What I did on my summer vacation, in 100 words or less:
Learned how to paddle-board, commandeered an emergency boat ambulance, raced two stubborn men to ERs in states three thousand miles apart, held an estate sale, sold a house, sold a car, moved my father from his island cottage to a senior living facility, honed my physical therapy, occupational therapy and nursing skills, fixed a sprinkler system, published an essay, approved my mother’s memory care plan, ran 50 miles in the Grand Canyon, wired an entertainment system.
And killed a bird.
Killing the bird is symbolic of every challenge my husband and I’ve met together over the past year, from the unexpected death of his daughter to this endless summer of syringes and blood draws from a hip infection so serious, it required surgery and an eight-day hospital stay.
He’s been mostly housebound for the past month, imprisoned by both house and head. His mind is as active as the legs that took him through seventeen marathons, eight triathlons and innumerable spin classes he’s taught for the past two decades, but neither sitting still nor sharing his feelings comes naturally. He’s not one for psychotherapy, as old-school as they come. Relying on another for much of his daily needs is nearly unfathomable.
And last week, when our dogs had half killed a bird in the backyard and weren’t up to finishing the task, I killed the bird because my husband could not.

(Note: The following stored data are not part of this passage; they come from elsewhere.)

PR #39703, opened 2021-11-19
New hasManyThroughPivot table relation

chrisjk123:
This PR adds a new eloquent relationship to the pivot model that allows for many relations through the given pivot table

## Problem
I have tried using `hasManyThrough()` in order to get many permissions through another pivot table. However, since my pivot table has no primary ID column this becomes difficult. Below is the following ERD database structure for the given scenario:

```
users
- id
- name
- password 
etc...

team_user
- team_id
- user_id
- created_at
- updated_at

team_user_permissions
- team_id
- user_id
- permission_id
- created_at
- updated_at

permissions
- id
- name
- created_at
- updated_at
```

## My Proposed Solution
Create a new eloquent relationship where you can specify the given column names to match against the related table through another pivot table.

```
<?php

namespace App\Models;

use App\Relations\CustomRelations;

class TeamUser extends Pivot
{
    use CustomRelations;

    /**
     * Has many Permission through the pivot TeamUserPermission table
     */
    public function permissions()
    {
        return $this->hasManyThroughPivot(
            Permission::class,
            TeamUserPermission::class,
            'user_id', // team_user.user_id - local key
            'user_id', // team_user_permissions.user_id - foreign related key
            // 'permission_id', // team_user_permissions.permission_id - far foreign related key
            // 'id', // permissions.id - related key
        );
    }
}
```

## Breaking changes
This shouldn't break anything, it's a completely new suggested relationship which you can load custom relationships through a pivot table.

## Note
Any other suggestions for are definitely welcome! 👍

### DIFF
--- a/src/Illuminate/Database/Eloquent/Concerns/HasRelationships.php
+++ b/src/Illuminate/Database/Eloquent/Concerns/HasRelationships.php
@@ -11,6 +11,7 @@ use Illuminate\Database\Eloquent\Relations\BelongsTo;
 use Illuminate\Database\Eloquent\Relations\BelongsToMany;
 use Illuminate\Database\Eloquent\Relations\HasMany;
 use Illuminate\Database\Eloquent\Relations\HasManyThrough;
+use Illuminate\Database\Eloquent\Relations\HasManyThroughPivot;
 use Illuminate\Database\Eloquent\Relations\HasOne;
 use Illuminate\Database\Eloquent\Relations\HasOneThrough;
 use Illuminate\Database\Eloquent\Relations\MorphMany;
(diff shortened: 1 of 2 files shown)


taylorotwell:

chrisjk123:
Hey @taylorotwell, 

No worries at all, completely understand.

I do believe this solves some highly complicated relations involving pivot tables only whereby the given table does not have a primary key so if you do get the opportunity to take a further look then please do. For now, I will release this as a package next week.

neilgilmour:
Hi @chrisjk123, I'm genuinely interested to learn here - why not add in the `id` field to the pivot and then use a pivot model?

Or have you seen Staudenmeir's [packages](https://github.com/staudenmeir)?

PR #39704, opened 2021-11-19
[8.x] Make view component namespace configurable

heyjoe1984:
these change will allow us to configure the view component namespace via the `view` config file

e.g inside `config/view.php`: 

```
'component_namespace' => 'Http\\View\\Components',
```

it falls back on the current namespace so there should be 0 conflicts.

### DIFF
--- a/src/Illuminate/View/Compilers/BladeCompiler.php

It had happened once before, this epic fail of our bird dogs, and then, he quietly put the bird out of its misery. Now, like the numerous household chores he handled and I took for granted over the years, the bird was my responsibility.

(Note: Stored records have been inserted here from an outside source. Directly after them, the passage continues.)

PR #39708, opened 2021-11-20
[8.x] Add array create helper method

Ivanshamir:
In here, I have created new helper method: `Arr::create($keys, $values = null, $join = false)` .  This method is for if we want to create new array from string which contains dot(.) or without dot. Also it can join two arrays if we pass additional param `$join=true`. In here the `$keys` parameter is required and it should be string. Example:
1. If we pass only one parameter with dot(.) notation
```
    $string = "first.second.third";
    $result = Arr::create($string);

    //result
    [
      0 => "first"
      1 => "second"
      2 => "third"
    ]
```
2.  If we pass first parameter with dot(.) notation and second parameter of single string then the second parameter will be added in the most depth key of array.:
```
    $items = "first.second.third";
    $values = "john";
    $result = Arr::create($items, $values);

    //result
      [
        "first" => [
          "second" => [
            "third" => "john"
          ]
        ]
      ]
```
If we pass string with dot(.) then the second parameter will be converted to array and it will be added into the most depth key of final array.
```
    $items = "first.second.third";
    $values = "john.doe";
    $result = Arr::create($items, $values);

    //result
      [
        "first" => [
          "second" => [
            "third" => [
                 0 => "john"
                 1 => "doe"
             ]
          ]
        ]
      ]
```
3. Finally if we want to join the two arrays, then pass `$join = true` in the helper function.
```
    $items = "first.second.third";
    $values = "john.doe";
    $result = Arr::create($items, $values, $join = true);

   //result
    [
      "first" => "john"
      "second" => "doe"
      "third" => null
    ]
```
**Difference between Arr::wrap() and Arr::create():** The `Arr::wrap()` method wraps a single string into array, where `Arr::create()` can create new array from string with/without dot(.) notation. Also it can join the two arrays.

### DIFF
--- a/src/Illuminate/Collections/Arr.php
+++ b/src/Illuminate/Collections/Arr.php
@@ -718,9 +718,9 @@ class Arr
     /**
      * Create array from strings.
      *
-     * @param string $keys
-     * @param string|null $values
-     * @param bool $join
+     * @param  string  $keys
+     * @param  string|null  $values
+     * @param  bool  $join
      * @return array
      */
     public static function create($keys, $values = null, $join = false)
--- a/src/Illuminate/Collections/Arr.php
+++ b/src/Illuminate/Collections/Arr.php
@@ -714,4 +714,35 @@ class Arr
 
         return is_array($value) ? $value : [$value];
     }
+
+    /**
+     * Create array from strings.
+     *
+     * @param string $keys
+     * @param string|null $values
+     * @param bool $join
+     * @return array
+     */
+    public static function create($keys, $values = null, $join = false)
+    {
+        $result = [];
+
+        $keysArray = explode('.', $keys);
+
+        if (empty($values)) {
+            return $keysArray;
+        }
+
+        if ($join) {
+            $values = explode('.', $values);
+            foreach ($keysArray as $i => $segment) {
+                $result[$segment] = $values[$i] ?? null;
+            }
+            return $result;
+        }
+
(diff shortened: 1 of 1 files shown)


dennisprudlo:
I don't think it's necessary to have a helper method to wrap three different use cases and determine which use case to use by passing the correct set of parameters.

The first use case (`Array::create($someString)`) is just a split by a `.`. But the naming of the function is confusing then:
```php
Arr::create('github.com'); // [ 'github', 'com' ]
```
But why does it split my domain name? I would expect that a `create` function simply creates an array and I receive `[ 'github.com' ]`. The whole function kind of assumes that you want to work with string that is splitted by dots but `create` is a very generic name for that. Why not use these examples?
```php
explode('.', 'github.com');
Str::of('github.com')->explode('.'); // If you are ok with a collection as a return type
```

The second use case works with the dot notation as it is often used in laravel (well for the first parameter, the second is different again). The first parameter uses the dots to specify a new level in the array but in the second parameter the value is again splitted by the dots. The third use case uses the dot-splitting method for both parameters.

I think these are very niche utilities wrapped in a single function that doesn't need to be in the core.

Ivanshamir:
Hello @dennisprudlo you are absolutely correct. May be I need to rethink the `create` helper method. But first I need to clear the purpose. I want to create simple array from one string. If the string contains dot then the array will be a multidimensional array. Kind of opposite of `Arr::dot()` helper. What do you think? If the `create` method makes more confusion, I will close this PR.

taylorotwell:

My tears went beyond the loss of a bird’s life; I mourned the loss of our normal routine.
I mourned my husband’s anger. I mourned his apathy. I mourned his daughter, who never saw her fiftieth birthday. I mourned his Mini convertible, garaged for weeks, silently awaiting its twice-a-day gym run. I mourned his running shoes—all 16 pairs—that haven’t budged from the closet floor in a month, remaining out of reach by even the grabber, a device that assists him in dressing.
But this tool, and the walker and shower chair, are not who my husband is.
He is an athlete, coach and motivator. He is as tough as he is strong. I hear his voice in every race I run, every weight I lift, every tear I shed: Pain is temporary. Quitting is forever. Suck it up, buttercup.
Gradually, he lets me in and together we peel away the layers.
We speak of living life on life’s terms, of new careers; of addiction and mental illness, of grief, of childhood; of Hawaiian vacations, of future workouts. We’re in this together, I remind him, something he once told me during a health scare I’d had years ago.
And, as it has with the loss of his daughter, our relationship grows deeper and the bond of our marriage stronger than either of us could ever imagine.
Boston Strong, he reminds me, we’re a team. And just as sports will always be a major player in our lives, so will our spiritual fitness.